Stored data
##########

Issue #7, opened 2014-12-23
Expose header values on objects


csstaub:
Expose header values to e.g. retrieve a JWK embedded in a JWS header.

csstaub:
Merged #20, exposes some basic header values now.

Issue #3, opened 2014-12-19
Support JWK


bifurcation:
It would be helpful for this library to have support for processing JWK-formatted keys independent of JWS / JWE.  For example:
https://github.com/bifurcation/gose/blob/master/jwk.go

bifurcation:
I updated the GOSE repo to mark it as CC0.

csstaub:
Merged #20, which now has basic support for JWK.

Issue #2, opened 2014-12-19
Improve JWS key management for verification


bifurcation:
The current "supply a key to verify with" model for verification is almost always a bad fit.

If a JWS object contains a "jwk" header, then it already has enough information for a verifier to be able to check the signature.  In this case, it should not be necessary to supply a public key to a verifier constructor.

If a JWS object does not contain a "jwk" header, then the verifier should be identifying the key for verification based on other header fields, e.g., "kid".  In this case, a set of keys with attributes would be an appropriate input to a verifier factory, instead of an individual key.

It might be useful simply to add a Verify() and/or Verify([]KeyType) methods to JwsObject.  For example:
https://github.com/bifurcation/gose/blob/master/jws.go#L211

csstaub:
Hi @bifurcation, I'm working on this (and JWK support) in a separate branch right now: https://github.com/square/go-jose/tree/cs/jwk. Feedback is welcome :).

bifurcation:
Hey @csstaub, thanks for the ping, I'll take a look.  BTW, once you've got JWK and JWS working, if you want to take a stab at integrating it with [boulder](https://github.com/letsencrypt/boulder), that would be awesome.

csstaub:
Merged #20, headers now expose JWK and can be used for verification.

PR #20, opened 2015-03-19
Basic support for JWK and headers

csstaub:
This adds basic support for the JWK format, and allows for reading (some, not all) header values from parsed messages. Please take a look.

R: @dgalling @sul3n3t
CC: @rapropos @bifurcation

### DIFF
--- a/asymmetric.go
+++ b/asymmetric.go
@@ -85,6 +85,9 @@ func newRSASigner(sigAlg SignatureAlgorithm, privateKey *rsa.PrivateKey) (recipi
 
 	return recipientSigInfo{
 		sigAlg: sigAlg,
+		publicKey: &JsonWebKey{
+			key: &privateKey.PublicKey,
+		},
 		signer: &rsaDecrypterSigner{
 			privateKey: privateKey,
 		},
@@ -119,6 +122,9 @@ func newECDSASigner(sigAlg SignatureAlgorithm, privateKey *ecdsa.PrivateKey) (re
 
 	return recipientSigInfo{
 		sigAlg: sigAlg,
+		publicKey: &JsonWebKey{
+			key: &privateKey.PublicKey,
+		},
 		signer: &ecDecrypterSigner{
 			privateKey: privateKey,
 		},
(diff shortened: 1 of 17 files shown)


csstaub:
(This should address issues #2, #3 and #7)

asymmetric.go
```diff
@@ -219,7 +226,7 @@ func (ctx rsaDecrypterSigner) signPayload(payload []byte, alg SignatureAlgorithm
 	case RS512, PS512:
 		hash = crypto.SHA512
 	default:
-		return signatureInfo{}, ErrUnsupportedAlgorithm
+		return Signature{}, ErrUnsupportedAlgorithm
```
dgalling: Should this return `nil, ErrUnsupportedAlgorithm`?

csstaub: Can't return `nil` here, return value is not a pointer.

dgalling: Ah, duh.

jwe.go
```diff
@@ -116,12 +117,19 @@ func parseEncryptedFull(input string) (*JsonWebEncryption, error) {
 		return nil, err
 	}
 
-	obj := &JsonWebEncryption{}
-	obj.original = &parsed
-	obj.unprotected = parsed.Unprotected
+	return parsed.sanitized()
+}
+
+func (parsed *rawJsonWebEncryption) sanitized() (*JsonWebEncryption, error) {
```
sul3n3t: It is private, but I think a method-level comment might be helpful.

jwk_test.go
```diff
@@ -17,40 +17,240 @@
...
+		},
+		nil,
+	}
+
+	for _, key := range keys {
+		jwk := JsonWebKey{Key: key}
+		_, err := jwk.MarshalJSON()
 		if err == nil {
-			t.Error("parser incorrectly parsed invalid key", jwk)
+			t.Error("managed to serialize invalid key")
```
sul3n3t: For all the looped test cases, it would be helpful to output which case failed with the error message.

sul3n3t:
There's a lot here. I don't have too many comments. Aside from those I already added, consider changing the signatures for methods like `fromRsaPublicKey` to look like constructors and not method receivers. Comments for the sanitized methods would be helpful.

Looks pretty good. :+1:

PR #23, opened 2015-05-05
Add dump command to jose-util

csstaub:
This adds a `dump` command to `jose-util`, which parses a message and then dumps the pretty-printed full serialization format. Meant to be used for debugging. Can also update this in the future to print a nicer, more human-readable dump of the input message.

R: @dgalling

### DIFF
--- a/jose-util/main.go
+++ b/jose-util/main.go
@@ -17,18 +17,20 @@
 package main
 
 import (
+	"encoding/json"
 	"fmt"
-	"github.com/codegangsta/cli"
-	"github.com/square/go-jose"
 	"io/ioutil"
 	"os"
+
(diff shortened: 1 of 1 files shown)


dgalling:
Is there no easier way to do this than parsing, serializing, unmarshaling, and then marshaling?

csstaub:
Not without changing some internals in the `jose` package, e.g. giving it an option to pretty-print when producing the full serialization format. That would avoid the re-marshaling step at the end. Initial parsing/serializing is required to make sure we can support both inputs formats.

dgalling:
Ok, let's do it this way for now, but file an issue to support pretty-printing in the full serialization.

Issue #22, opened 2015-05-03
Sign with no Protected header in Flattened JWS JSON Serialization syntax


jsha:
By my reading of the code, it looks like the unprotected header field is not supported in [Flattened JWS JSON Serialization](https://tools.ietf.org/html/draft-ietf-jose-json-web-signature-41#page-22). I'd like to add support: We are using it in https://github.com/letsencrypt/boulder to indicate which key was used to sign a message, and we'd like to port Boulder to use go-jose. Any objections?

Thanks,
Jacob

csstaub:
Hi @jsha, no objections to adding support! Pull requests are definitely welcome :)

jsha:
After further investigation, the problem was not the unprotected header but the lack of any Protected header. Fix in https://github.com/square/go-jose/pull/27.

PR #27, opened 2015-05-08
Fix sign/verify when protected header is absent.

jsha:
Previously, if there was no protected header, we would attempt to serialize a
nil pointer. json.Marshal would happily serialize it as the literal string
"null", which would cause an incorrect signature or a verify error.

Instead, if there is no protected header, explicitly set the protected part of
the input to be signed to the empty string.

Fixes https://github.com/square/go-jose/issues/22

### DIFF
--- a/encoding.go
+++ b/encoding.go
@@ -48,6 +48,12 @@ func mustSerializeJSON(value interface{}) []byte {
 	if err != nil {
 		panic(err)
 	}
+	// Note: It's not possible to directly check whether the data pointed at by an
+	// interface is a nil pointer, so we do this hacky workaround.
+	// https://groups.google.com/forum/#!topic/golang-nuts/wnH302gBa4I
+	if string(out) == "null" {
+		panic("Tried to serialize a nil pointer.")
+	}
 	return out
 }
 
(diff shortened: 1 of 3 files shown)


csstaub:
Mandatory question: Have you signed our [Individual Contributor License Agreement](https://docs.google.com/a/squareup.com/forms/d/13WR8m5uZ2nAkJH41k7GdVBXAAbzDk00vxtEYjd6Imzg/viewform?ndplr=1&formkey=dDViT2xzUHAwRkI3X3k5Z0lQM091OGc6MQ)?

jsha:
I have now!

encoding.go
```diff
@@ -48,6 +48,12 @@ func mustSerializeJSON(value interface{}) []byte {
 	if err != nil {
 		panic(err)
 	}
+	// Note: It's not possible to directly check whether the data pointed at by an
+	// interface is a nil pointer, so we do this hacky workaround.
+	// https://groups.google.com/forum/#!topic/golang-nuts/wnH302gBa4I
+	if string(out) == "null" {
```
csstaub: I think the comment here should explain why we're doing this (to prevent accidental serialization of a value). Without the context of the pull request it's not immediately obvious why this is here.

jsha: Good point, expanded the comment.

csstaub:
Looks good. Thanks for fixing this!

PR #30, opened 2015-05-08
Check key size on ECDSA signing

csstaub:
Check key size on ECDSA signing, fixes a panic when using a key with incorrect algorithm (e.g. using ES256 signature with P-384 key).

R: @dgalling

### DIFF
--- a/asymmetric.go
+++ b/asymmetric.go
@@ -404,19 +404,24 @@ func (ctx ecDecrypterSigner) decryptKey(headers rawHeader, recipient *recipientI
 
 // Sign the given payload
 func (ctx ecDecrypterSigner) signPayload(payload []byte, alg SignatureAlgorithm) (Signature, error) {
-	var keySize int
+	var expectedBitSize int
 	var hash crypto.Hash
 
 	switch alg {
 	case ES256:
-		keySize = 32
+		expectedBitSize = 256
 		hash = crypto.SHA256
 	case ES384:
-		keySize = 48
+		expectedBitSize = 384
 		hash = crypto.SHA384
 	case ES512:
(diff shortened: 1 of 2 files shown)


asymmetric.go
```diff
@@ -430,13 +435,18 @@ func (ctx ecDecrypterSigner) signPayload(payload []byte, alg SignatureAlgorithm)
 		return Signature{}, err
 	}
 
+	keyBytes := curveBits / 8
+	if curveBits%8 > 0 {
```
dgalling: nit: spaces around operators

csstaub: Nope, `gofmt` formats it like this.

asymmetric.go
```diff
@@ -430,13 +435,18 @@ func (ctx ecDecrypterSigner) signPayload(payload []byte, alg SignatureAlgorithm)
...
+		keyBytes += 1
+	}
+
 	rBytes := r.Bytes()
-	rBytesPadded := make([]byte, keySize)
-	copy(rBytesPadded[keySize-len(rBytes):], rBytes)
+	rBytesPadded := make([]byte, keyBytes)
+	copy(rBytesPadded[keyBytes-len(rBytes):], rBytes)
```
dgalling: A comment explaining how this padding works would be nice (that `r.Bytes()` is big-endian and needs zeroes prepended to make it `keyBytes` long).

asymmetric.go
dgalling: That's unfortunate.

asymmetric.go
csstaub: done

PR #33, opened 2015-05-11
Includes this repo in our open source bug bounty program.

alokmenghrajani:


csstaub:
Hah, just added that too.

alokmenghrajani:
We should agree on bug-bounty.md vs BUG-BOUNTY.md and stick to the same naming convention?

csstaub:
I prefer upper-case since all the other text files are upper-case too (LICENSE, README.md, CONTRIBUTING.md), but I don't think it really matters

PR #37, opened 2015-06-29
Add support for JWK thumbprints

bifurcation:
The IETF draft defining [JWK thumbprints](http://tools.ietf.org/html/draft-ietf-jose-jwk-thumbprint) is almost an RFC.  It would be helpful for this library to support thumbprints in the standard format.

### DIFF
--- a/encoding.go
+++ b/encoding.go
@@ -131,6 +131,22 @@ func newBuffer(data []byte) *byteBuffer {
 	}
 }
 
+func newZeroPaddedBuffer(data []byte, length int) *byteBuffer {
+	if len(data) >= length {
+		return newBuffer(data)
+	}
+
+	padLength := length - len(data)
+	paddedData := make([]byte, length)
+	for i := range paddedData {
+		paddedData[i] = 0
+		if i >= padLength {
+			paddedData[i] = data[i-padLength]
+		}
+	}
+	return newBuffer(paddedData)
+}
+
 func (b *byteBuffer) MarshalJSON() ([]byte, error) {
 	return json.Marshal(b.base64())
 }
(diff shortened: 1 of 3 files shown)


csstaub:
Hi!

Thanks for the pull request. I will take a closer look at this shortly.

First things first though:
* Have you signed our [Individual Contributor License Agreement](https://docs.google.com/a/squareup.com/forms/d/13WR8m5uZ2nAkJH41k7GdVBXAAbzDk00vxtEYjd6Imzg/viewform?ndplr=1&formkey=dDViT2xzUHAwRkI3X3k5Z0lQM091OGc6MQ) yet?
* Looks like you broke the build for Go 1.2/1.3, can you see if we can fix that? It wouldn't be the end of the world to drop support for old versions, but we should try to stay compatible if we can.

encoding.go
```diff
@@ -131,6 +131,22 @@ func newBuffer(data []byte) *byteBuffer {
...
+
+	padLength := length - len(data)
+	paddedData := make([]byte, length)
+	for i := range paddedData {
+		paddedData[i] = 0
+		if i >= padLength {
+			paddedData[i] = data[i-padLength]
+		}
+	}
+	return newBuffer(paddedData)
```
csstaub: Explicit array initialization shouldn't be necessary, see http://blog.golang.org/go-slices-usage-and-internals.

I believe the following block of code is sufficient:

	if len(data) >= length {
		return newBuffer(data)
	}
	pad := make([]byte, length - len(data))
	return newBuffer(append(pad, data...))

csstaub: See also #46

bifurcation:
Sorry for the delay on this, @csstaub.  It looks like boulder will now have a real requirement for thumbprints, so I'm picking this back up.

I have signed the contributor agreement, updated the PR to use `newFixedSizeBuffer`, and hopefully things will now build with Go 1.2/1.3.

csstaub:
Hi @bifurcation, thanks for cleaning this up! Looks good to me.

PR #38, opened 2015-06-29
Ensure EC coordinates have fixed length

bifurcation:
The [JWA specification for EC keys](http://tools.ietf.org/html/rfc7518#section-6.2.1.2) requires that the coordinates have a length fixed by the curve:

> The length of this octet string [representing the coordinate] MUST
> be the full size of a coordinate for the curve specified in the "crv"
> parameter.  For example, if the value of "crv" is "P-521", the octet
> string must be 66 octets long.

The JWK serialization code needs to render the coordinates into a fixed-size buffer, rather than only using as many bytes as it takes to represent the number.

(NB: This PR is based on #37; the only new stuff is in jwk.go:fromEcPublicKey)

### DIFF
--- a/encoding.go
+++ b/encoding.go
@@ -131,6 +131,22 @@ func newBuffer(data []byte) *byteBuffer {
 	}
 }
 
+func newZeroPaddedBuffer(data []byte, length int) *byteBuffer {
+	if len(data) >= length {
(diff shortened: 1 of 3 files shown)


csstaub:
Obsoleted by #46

##########

_What to work on_
Some lines in the records may hold "copy"; state how many do, and give no more than that number.

_Solution for this exercise_
2